Code and full example in the online IDE that downloads Google Images as well:

import requests, lxml, re, json, shutil, urllib.request
from bs4 import BeautifulSoup
from py_random_words import RandomWords

random_word = RandomWords().get_word()

headers = {
    "User-Agent":
    "Mozilla/5.0 (Windows NT 10.0; Win64; x64) AppleWebKit/537.36 (KHTML, like Gecko) Chrome/70.0.3538.102 Safari/537.36 Edge/18.19582"
}

params = {
    "q": random_word,
    "tbm": "isch", 
    "hl": "en",
    "ijn": "0",
}

html = requests.get("https://www.google.com/search", params=params, headers=headers)
soup = BeautifulSoup(html.text, 'lxml')


def get_images_data():

    print('\nGoogle Images Metadata:')
    for google_image in soup.select('.isv-r.PNCib.MSM1fd.BUooTd'):
        title = google_image.select_one('.VFACy.kGQAp.sMi44c.lNHeqe.WGvvNb')['title']
        source = google_image.select_one('.fxgdke').text
        link = google_image.select_one('.VFACy.kGQAp.sMi44c.lNHeqe.WGvvNb')['href']
        print(f'{title}\n{source}\n{link}\n')
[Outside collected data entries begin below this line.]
PR #4123, opened 2019-10-04
GEODE-6987: Implement RegExMethodAuthorizer

jujoramos:
- Made the class final, immutable and thread safe.
- Added comprehensive javadocs to the class and its methods.
- Added several unit tests for the class and all public methods.

### For all changes:

### Note:

### DIFF
--- a/geode-core/src/main/java/org/apache/geode/cache/query/security/RegExMethodAuthorizer.java
+++ b/geode-core/src/main/java/org/apache/geode/cache/query/security/RegExMethodAuthorizer.java
@@ -1,0 +1,167 @@
+/*
+ * Licensed to the Apache Software Foundation (ASF) under one or more contributor license
+ * agreements. See the NOTICE file distributed with this work for additional information regarding
+ * copyright ownership. The ASF licenses this file to You under the Apache License, Version 2.0 (the
+ * "License"); you may not use this file except in compliance with the License. You may obtain a
+ * copy of the License at
+ *
+ * http://www.apache.org/licenses/LICENSE-2.0
+ *
+ * Unless required by applicable law or agreed to in writing, software distributed under the License
+ * is distributed on an "AS IS" BASIS, WITHOUT WARRANTIES OR CONDITIONS OF ANY KIND, either express
+ * or implied. See the License for the specific language governing permissions and limitations under
+ * the License.
+ */
+package org.apache.geode.cache.query.security;
+
+import java.lang.reflect.Method;
+import java.util.Collections;
+import java.util.HashSet;
+import java.util.Objects;
+import java.util.Properties;
+import java.util.Set;
+import java.util.regex.Pattern;
+
+import org.apache.geode.cache.Cache;
+import org.apache.geode.cache.Declarable;
+import org.apache.geode.cache.Region;
+
+/**
+ * An immutable and thread-safe {@link MethodInvocationAuthorizer} that only allows the execution of
+ * those methods matching the configured regular expression.
+ * <p/>
+ *
+ * Some known dangerous methods, like {@link Object#getClass()}, are also rejected by this
+ * authorizer implementation, no matter whether the method matches the configured regular
+ * expressions
+ * or not (see {@link RestrictedMethodAuthorizer#isKnownDangerousMethod(Method, Object)}).
+ * <p/>
+ *
+ * When correctly configured, this authorizer implementation addresses the four known security
+ * risks: {@code Java Reflection}, {@code Cache Modification}, {@code Region Modification} and
+ * {@code Region Entry Modification}.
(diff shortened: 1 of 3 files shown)


jujoramos:
@DonalEvans: since you're also implementing another autorizer, can I have your review on this one please?.

geode-core/src/main/java/org/apache/geode/cache/query/security/RegExMethodAuthorizer.java
```diff
@@ -0,0 +1,167 @@
...
+      return restrictedMethodAuthorizer.isAllowedGeodeMethod(method, target);
+    }
+
+    // Compare fully qualified method name against compiled expressions.
+    String fullyQualifiedMethodName = target.getClass().getName() + "." + method.getName();
+    boolean match = compiledPatterns.stream()
+        .anyMatch(pattern -> pattern.matcher(fullyQualifiedMethodName).matches());
+
+    // Return if there was a match, otherwise delegate to the default authorizer.
+    return match || restrictedMethodAuthorizer.authorize(method, target);
```
DonalEvans: Just a small concern, for clarity it might be better to have each criteria that might be met (dangerous method, geode method, matching regex and default authorizer) have a separate return statement, rather than combining the last two into an or statement. Something like:

```
    if(compiledPatterns.stream().anyMatch(pattern -> pattern.matcher(fullyQualifiedMethodName).matches())) {
        return true
    }
    
    return restrictedMethodAuthorizer.authorize(method, target);
```

geode-core/src/test/java/org/apache/geode/cache/query/security/RegExMethodAuthorizerTest.java
```diff
@@ -0,0 +1,289 @@
...
+
+    assertThatThrownBy(
+        () -> new RegExMethodAuthorizer(new RestrictedMethodAuthorizer(mockCache), null))
+            .isInstanceOf(NullPointerException.class)
+            .hasMessage(NULL_REGULAR_EXPRESSIONS_MESSAGE);
+  }
+
+  @Test
+  public void allowedPatternsShouldBeAccessibleBuNotModifiable() {
+    assertThatThrownBy(() -> geodeRegExMatchingMethodAuthorizer.getAllowedPatterns().remove(".*"))
```
DonalEvans: The pattern attempting to be removed doesn't appear to match the pattern that was used to initialize the Authorizer on line 76. Perhaps it should be extracted to a field if it's going to be referenced in this method too.

geode-core/src/main/java/org/apache/geode/cache/query/security/RegExMethodAuthorizer.java
jujoramos: I'll change it, thanks!.

geode-core/src/test/java/org/apache/geode/cache/query/security/RegExMethodAuthorizerTest.java
jujoramos: The method is just verifying that the original set can no be modified (`remove` throws an `UnsupportedOperationException`, no matter whether the collection contains the element or not). Trying to remove something that doesn't even exist might confuse the reader as you say, though, so I'll change the method to try to to add something to the set instead of removing it (the result will be the same anyway -> the collection can't be modified).

geode-core/src/main/java/org/apache/geode/cache/query/security/RegExMethodAuthorizer.java
```diff
@@ -0,0 +1,169 @@
...
+   * @param target the {@link Object} on which the {@link Method} will be executed.
+   * @return {@code true} if the {@code method} can be executed on on the {@code target} instance,
+   *         {@code false} otherwise.
+   *
+   * @see org.apache.geode.cache.query.security.MethodInvocationAuthorizer
+   */
+  @Override
+  public boolean authorize(Method method, Object target) {
+    // Return false for known dangerous methods.
+    if (restrictedMethodAuthorizer.isKnownDangerousMethod(method, target)) {
```
nabarunnag: Do you feel like changing the wording "dangerous" to something like isAlwaysRestrictedMethod() or isPermanentlyRestrictedMethod() will be more informative?

jujoramos: Hey @nabarunnag, thanks for reviewing this 👍 .
Regarding the method name change, it's of course doable but not as part of this PR: `isKnownDangerousMethod` belongs to the `RestrictedMethodAuthorizer` class and it's also used by the other 3 authorizers, so it's better to create a new GEODE JIRA for that.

    # this steps could be refactored to a more compact
    all_script_tags = soup.select('script')

    # # https://regex101.com/r/48UZhY/4
    matched_images_data = ''.join(re.findall(r"AF_initDataCallback\(([^<]+)\);", str(all_script_tags)))
    
    # https://kodlogs.com/34776/json-decoder-jsondecodeerror-expecting-property-name-enclosed-in-double-quotes
    # if you try to json.loads() without json.dumps() it will throw an error:
    # "Expecting property name enclosed in double quotes"
    matched_images_data_fix = json.dumps(matched_images_data)
    matched_images_data_json = json.loads(matched_images_data_fix)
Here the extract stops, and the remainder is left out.